■ Data under study
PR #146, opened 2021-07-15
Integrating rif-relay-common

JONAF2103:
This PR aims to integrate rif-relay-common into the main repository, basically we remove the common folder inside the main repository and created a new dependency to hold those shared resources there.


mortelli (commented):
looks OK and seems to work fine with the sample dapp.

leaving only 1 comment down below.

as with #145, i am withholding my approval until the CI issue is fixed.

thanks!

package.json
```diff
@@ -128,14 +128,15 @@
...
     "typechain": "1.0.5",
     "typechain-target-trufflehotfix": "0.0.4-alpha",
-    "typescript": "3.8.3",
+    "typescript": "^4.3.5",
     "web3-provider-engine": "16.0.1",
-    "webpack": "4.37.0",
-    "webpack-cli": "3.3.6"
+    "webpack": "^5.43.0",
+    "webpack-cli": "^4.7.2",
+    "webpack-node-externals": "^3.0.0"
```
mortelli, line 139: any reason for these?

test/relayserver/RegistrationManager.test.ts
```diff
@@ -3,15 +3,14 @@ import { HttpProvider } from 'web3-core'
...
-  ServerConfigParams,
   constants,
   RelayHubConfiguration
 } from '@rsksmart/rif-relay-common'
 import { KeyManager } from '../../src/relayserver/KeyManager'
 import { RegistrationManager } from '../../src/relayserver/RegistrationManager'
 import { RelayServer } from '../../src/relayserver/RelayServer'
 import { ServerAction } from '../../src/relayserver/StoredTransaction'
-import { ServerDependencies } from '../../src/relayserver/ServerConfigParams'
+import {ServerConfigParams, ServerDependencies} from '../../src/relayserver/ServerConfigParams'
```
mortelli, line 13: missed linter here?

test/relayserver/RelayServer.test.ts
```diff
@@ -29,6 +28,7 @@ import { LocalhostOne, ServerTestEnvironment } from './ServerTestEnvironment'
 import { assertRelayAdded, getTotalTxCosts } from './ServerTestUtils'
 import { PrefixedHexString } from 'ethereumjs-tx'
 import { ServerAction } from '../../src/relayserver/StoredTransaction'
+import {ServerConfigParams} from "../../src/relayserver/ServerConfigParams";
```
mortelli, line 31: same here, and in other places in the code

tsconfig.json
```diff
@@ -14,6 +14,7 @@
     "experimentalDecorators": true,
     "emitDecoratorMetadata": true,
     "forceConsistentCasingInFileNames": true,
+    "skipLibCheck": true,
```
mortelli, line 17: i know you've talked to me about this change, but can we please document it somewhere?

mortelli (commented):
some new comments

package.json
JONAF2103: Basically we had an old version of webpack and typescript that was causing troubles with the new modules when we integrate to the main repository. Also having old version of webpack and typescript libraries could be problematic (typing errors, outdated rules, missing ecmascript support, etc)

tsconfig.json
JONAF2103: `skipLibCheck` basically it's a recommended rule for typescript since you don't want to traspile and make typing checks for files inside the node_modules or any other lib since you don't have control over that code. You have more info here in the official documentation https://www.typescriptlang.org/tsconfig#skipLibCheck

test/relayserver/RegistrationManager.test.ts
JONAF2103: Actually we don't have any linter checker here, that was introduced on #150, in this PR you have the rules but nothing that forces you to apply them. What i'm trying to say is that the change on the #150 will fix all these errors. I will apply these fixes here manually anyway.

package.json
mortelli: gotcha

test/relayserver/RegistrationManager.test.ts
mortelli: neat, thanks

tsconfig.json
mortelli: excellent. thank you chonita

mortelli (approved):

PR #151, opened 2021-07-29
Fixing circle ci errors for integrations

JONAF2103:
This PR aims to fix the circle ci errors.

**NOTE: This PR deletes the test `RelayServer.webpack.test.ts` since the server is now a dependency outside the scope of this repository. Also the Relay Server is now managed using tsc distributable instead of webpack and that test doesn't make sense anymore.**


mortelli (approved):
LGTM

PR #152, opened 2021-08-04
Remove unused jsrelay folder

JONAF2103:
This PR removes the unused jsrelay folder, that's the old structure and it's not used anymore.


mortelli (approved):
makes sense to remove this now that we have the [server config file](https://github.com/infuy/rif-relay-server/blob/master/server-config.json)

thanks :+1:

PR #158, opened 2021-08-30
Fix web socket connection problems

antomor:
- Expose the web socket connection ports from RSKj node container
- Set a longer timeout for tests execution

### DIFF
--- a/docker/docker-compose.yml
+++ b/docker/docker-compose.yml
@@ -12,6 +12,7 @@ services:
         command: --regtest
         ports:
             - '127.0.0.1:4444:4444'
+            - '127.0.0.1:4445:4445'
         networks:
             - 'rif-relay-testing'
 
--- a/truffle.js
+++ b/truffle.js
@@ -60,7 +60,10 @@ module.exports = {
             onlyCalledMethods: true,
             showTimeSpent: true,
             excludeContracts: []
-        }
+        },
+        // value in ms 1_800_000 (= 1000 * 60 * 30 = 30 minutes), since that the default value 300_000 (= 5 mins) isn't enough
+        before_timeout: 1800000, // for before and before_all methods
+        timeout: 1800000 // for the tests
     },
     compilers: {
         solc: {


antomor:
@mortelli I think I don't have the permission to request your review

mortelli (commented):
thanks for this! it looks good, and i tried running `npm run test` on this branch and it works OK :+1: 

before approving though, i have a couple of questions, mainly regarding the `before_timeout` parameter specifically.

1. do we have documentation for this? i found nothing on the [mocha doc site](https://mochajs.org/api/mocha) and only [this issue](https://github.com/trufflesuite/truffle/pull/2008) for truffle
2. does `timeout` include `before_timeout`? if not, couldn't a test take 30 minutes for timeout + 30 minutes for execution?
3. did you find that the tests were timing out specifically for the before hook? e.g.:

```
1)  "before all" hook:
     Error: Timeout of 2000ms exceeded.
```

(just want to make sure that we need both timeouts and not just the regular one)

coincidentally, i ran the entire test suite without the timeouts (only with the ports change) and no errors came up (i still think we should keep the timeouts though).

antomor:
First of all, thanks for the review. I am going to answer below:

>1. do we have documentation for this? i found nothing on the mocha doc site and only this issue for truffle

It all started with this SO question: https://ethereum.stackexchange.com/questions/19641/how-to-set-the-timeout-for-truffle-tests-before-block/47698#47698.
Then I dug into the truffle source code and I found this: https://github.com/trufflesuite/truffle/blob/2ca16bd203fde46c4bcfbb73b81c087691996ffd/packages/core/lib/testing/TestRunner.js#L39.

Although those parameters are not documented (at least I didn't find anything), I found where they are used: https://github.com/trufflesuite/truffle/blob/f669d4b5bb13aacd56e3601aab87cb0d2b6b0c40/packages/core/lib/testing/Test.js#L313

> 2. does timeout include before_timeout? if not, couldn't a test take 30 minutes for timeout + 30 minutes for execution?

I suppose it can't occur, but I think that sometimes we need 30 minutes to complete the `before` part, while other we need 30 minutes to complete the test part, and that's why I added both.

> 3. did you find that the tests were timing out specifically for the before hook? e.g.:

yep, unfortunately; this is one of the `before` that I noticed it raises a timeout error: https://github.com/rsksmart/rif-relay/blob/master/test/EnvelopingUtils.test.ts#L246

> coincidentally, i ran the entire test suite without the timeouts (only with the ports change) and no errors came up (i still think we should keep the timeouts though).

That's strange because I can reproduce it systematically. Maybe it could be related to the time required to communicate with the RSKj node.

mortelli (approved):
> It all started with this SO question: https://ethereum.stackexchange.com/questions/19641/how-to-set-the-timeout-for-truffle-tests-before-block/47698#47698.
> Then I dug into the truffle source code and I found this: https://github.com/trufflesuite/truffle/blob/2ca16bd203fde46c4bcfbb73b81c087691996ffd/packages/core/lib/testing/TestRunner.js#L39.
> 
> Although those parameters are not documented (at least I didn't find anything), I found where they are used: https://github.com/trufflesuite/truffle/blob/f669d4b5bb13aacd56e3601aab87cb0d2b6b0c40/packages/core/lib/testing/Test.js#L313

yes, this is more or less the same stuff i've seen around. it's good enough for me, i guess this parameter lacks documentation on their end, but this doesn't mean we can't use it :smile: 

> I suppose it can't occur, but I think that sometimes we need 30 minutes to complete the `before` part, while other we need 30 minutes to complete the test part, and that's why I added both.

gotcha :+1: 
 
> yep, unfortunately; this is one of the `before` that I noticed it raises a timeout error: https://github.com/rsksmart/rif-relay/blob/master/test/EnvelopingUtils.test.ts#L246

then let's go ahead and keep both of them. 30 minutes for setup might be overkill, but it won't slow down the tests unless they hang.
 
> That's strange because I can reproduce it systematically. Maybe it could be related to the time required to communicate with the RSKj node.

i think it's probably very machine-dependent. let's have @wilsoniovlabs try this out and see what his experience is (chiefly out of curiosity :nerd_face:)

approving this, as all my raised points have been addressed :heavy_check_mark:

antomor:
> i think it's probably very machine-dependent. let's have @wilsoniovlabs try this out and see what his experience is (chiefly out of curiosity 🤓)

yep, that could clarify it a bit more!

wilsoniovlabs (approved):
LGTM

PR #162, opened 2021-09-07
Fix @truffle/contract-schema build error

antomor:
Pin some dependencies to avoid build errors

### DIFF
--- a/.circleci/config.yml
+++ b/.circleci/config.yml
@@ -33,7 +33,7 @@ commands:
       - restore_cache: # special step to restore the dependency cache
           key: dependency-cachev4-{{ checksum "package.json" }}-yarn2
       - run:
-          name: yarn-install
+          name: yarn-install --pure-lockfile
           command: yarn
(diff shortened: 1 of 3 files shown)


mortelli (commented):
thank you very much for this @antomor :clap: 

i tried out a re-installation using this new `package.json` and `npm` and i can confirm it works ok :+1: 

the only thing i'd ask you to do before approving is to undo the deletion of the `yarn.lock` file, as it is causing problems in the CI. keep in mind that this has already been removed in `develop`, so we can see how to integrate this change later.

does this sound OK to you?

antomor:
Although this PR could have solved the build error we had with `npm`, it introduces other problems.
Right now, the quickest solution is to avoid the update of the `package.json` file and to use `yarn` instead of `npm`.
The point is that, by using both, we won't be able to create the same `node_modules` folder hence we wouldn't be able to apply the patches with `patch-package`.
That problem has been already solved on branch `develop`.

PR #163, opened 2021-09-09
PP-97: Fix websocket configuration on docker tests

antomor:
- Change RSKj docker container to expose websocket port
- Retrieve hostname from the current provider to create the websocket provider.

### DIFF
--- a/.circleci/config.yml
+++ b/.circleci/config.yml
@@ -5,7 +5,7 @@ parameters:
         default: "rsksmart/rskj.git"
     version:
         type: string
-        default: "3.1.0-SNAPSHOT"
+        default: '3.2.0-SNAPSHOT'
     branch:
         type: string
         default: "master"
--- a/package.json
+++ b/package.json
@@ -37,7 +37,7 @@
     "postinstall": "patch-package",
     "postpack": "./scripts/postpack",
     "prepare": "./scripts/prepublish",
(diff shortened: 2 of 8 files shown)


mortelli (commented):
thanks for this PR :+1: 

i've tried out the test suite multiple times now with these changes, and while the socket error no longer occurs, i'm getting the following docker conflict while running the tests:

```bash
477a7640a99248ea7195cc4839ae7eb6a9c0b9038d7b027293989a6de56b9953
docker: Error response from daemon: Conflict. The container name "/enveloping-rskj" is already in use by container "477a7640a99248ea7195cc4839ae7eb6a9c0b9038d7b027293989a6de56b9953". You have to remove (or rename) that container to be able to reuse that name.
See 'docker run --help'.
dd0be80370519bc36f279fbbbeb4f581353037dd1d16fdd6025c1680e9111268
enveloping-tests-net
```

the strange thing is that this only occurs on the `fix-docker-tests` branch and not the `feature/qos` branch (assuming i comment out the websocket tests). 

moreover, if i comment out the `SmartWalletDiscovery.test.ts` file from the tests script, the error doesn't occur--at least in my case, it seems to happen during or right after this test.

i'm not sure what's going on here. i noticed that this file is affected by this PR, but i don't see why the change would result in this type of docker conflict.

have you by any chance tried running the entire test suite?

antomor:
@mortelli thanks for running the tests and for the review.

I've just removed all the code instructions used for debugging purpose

■ About this task
Repeat precisely, and with nothing added, every line from the one containing "moreover, if i" to the last line of the listing above.

■ Response
moreover, if i comment out the `SmartWalletDiscovery.test.ts` file from the tests script, the error doesn't occur--at least in my case, it seems to happen during or right after this test.

i'm not sure what's going on here. i noticed that this file is affected by this PR, but i don't see why the change would result in this type of docker conflict.

have you by any chance tried running the entire test suite?

antomor:
@mortelli thanks for running the tests and for the review.

I've just removed all the code instructions used for debugging purpose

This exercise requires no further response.